Problem to work on:
Write out every line from the listing below where the string "bentheredonethat" is found.

⟨

PR #1, opened 2020-06-05
 openamp-xlnx: Parse non-dedicated IPIs for OpenAMP channels

bentheredonethat:
As OpenAMP uses channel information to configure IPC,
 add the follwing:

 - sample ipi's in input system DT
 - parsing for ipis in  openamp-xlnx assist
 - file generation in openamp-xlnx assist

### DIFF
--- a/assists/openamp-xlnx.py
+++ b/assists/openamp-xlnx.py
@@ -24,6 +24,52 @@ import importlib
 from lopper import Lopper
 from lopper import LopperFmt
 import lopper
+from lopper_tree import *
+
+openamp_file_name = "openamp_lopper_gen.h"
+
+# given interrupt list, write interrupt base addresses and adequate register width to header file
+# TODO append memory carveout-related info
+def generate_openamp_file(ipi_list):
+    f = open(openamp_file_name, "w")
+    # for each pair of ipi's present, write a master+remote ipi
+    f.write("#ifndef OPENAMP_LOPPER_INFO_H_\n")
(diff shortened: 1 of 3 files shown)


assists/openamp-xlnx.py
```diff
@@ -24,6 +24,52 @@
 from lopper import Lopper
 from lopper import LopperFmt
 import lopper
+from lopper_tree import *
+
+openamp_file_name = "openamp_lopper_gen.h"
```
zeddii, line 29: Ben, Do we think that the filename might vary ? In that case, this can be the default and we could check the options dictionary in the assist callback for a filename. That way it could passed via a lop file and changed if needed.

device-trees/system-device-tree.dts
```diff
@@ -54,6 +56,30 @@
 			};
 		};
 	};
+	ps_ipi_1 {
```
zeddii, line 59: I recall feedback that if there's a reg property in the node, the name should include the unit address, i.e. https://elinux.org/Device_Tree_Usage#Node_Names

If so, should we add some @<unit addresses> to these ?

bentheredonethat: added unit address to  name in later commit.

assists/openamp-xlnx.py
bentheredonethat: good point. added option to set file name via input r5 lop file in later commit

bentheredonethat:
Hi Bruce,

The latest commits should resolve your comments. 

Best Regards,
Ben

zeddii:
merged!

⟩

Result of this exercise:
bentheredonethat:
bentheredonethat: added unit address to  name in later commit.
bentheredonethat: good point. added option to set file name via input r5 lop file in later commit
bentheredonethat:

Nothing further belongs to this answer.